## Exercise details
Please transcribe, exactly and only, the lines of the records below from the one holding "Remove packaging dependency from loader.py" to the very end.

BEGIN Provided information

PR #4728, opened 2025-12-18
Panorama Refactor and Code Cleanup 

AlSchlo:
## Summary

Uses @aknayar Panorama utility functions in `IndexHNSWFlatPanorama` to standardize the usage as much as possible.
Note that we cannot use `progressive_filter_batch` as this requires contiguous storage.

Also makes the computation of cumulative sums without any extra allocation.

## Testing Plan

Existing tests & build.

### DIFF
--- a/.github/workflows/index-io-backward-compatibility.yml
+++ b/.github/workflows/index-io-backward-compatibility.yml
@@ -60,7 +60,7 @@ jobs:
           eval "$(conda shell.bash hook)"
           conda activate
           conda list
-          conda install -y -c pytorch faiss-cpu=1.13.1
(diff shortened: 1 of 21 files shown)


AlSchlo:
Will implement dot product and cosine similarity next for all indexes.

AlSchlo:
It seems that the failing CI is unrelated to my changes.

mnorris11:
> It seems that the failing CI is unrelated to my changes.

Yes it is unrelated. We intentionally made a backwards incompatible serialization change to simplify it. We will fix it by EOD tomorrow.

PR #4731, opened 2025-12-18
Remove deprecated RAFT headers

aamijar:
We can safely remove the unused raft headers which have now been deprecated as of https://github.com/rapidsai/raft/pull/2885.

Resolves https://github.com/rapidsai/raft/issues/2901


mnorris11:
Which version of RAFT/CUVS does this deprecation happen in? We are importing and enabling 25.08 internally. If this happens after that, it would break the internal version.

aamijar:
I don't believe removing these headers would break anything. The code in faiss is not using those headers at all currently, so they can be safely removed.

On the raft side, we are deprecating the headers in release 26.02.

PR #4741, opened 2025-12-26
Add early stopping to k-means clustering

alibeklfc:
Summary: K-means clustering now stops early when the objective function converges, avoiding unnecessary iterations when niter is set to a high value as a safeguard. This prevents wasted computation when convergence happens well before the maximum iteration limit.

Differential Revision: D89748242

### DIFF
--- a/faiss/Clustering.cpp
+++ b/faiss/Clustering.cpp
@@ -562,6 +562,22 @@ void Clustering::train_encoded(
 
             index.add(k, centroids.data());
             InterruptCallback::check();
+
+            // Early stopping: if objective didn't change, we've converged.
+            // Safe to access iteration_stats[size - 2] because we push_back
+            // above, so size >= i + 1, and when i > 0 we have size >= 2.
+            if (i > 0) {
+                float prev_obj =
+                        iteration_stats[iteration_stats.size() - 2].obj;
+                if (obj == prev_obj) {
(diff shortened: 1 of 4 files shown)


faiss/Clustering.cpp
```diff
@@ -562,6 +562,20 @@ void Clustering::train_encoded(
 
             index.add(k, centroids.data());
             InterruptCallback::check();
+
+            // Early stopping: if objective didn't change, we've converged
+            if (i > 0) {
+                float prev_obj =
+                        iteration_stats[iteration_stats.size() - 2].obj;
```
alexanderguzhva, line 571: this could trigger a `SIGSEGV`?

alibeklfc: In iteration 0, we add a value to iteration_stats. Size is 1. If condition is skipped, since i == 0.
In iteration 1, we add another value, size is 2. If condition is passed (i > 0), and iteration_stats accesses valid value at position 0 (2-2). 

Am I missing something? Can you please expand on the case when it could trigger SIGSEGV?

alexanderguzhva: got it. probably, it's worth adding a comment about this, that SIGSEGV is not going to happen, bcz `iteration_stats.size() >= 2` at this line

PR #4746, opened 2026-01-06
Remove packaging dependency from loader.py

mdouze:
Replace packaging.version.Version import with a simple custom Version function that returns a tuple of ints from a version string. This removes the external packaging dependency while maintaining the same version comparison functionality.


mdouze:
The packaging module is not installed automatically in many cases, and is used only for this simple function so this PR gets rid of the dependnecy.

PR #4747, opened 2026-01-06
Enable use of svs runtime conda package instead of tarball

ethanglaser:
This PR migrates from using SVS via tarball to using a conda package

Currently the package is available at the intel channel. In future releases, it will be available from conda-forge and the channel configuration can be removed


ethanglaser:
Hi, any updates on this?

END Provided information

## Response below
Remove packaging dependency from loader.py

mdouze:
Replace packaging.version.Version import with a simple custom Version function that returns a tuple of ints from a version string. This removes the external packaging dependency while maintaining the same version comparison functionality.


mdouze:
The packaging module is not installed automatically in many cases, and is used only for this simple function so this PR gets rid of the dependnecy.

PR #4747, opened 2026-01-06
Enable use of svs runtime conda package instead of tarball

ethanglaser:
This PR migrates from using SVS via tarball to using a conda package

Currently the package is available at the intel channel. In future releases, it will be available from conda-forge and the channel configuration can be removed


ethanglaser:
Hi, any updates on this?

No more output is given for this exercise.